For many students, beginning a new school year can cause an increase in anxiety. Many individuals are struggling with the transition from elementary grades to middle grades, or from middle grades to high school. Some students are new to the county, or even to the state, and are worried about meeting new teachers and making new friends. Suddenly, your child has a stomach ache each morning, or maybe even cries in the parent drop off line. If this sounds like your child, you might be wondering how to approach the back to school blues. You are not alone! Anxiety is generally a normal part of beginning a new school year, but how do we know when it’s time to act? And furthermore, how do we know what actions to take? Take a look at the illustration below to better understand signs and symptoms that your child may be experiencing anxiety.

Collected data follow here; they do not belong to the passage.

PR #2038, opened 2021-11-03
docker iac documentation  Closes #1797

### LINKED ISSUE #1797: Create Azure VM with needed software
Given that not all tools (azure-cli, azure core tools) works with the IaC, there is the opportunity to create a optional script to deploy a VM with the needed software is case is needed.

edwintorres:
Added docker and docker-compose to run IAC code with the version of the pre-requisite software that we know works well.

### DIFF
--- a/iac/Dockerfile
+++ b/iac/Dockerfile
@@ -1,0 +1,20 @@
+FROM mcr.microsoft.com/dotnet/sdk:3.1-focal AS build-env
+#Copy IAC scripts to prepare the deployment enviroment
+COPY ./iac/docker/* ./iac/
+COPY ./iac/install-extensions.bash ./iac/
+COPY ./tools/common.bash ./tools/
+#Set to an working Azure CLI version
+ENV AZURE_CLI_VERSION=2.25.0-1
+#Run IAC scripts to prepare the deployment enviroment
+RUN ./iac/install-azure-cli.bash
+RUN ./iac/install-azure-core-tool.bash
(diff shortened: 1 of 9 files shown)


echappen (approved):
🙇 🚀

iac/Dockerfile
```diff
@@ -0,0 +1,20 @@
...
+RUN ./iac/install-psql.bash
+RUN ./iac/install-extensions.bash
+# Configure az cli
+# RUN az config set extension.use_dynamic_install=yes_without_prompt
+RUN az cloud set --name AzureCloud
+#Copy piipan and set the permision to execute the code
+COPY . ./piipan
+RUN chmod -R ug+rwx /piipan
+#Start the deployment with the set enviroment "tts/dev"
+CMD ["/piipan/iac/docker/start.bash", "tts/eth"]
```
kingcomma, line 20: Looks like this is referencing a local env file instead of `tts/dev`.

iac/docker/start.bash
```diff
@@ -0,0 +1,10 @@
+#!/bin/bash
```
kingcomma, line 1:
```suggestion
#!/usr/bin/env bash
```

iac/Dockerfile
edwintorres: good catch

edwintorres:
Added docker to run iac code with the software prerequisite working version

PR #2251, opened 2021-11-09
Update minor version to dotnet dependencies

edwintorres:
Update minor version to dotnet dependencies on ASPNetCore and Extensions to all projects


kingcomma (approved):
👍 Thanks for pulling these all into one PR!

Now that you’ve determined your child is experiencing anxiety, what’s next? The first step in helping your child to manage back to school anxiety is to listen and validate. In adulthood it becomes easier to see the big picture, and to refer to past experiences for guidance on how to navigate difficult and unfamiliar situations. When speaking to children about anxiety, it is important to remember that their life experiences are much more limited, and the world is new and big. After your child has decompressed, work with your child to problem solve. Identifying specific triggers and ways to manage the anxiety that follows can help students to build confidence and self-esteem throughout the school day. Sharing your own experiences from school, or even from work, can help to normalize the anxiety your child feels about beginning a new school year. During this time, it can be difficult to focus on the positives. Encourage your child to list 3 things he or she is looking forward to at school for the day. Throughout it all, don’t forget to go back to the basics. Getting plenty of sleep, eating a healthy breakfast, having plenty of time to get ready in the morning, and to relax and wind down in the evening are vital components when it comes to managing and anxiety.

As the school year continues and the above steps are repeated as needed, the back to school blues should fade away. Remember, if the anxiety doesn’t dissipate, contacting a counselor may be a needed step.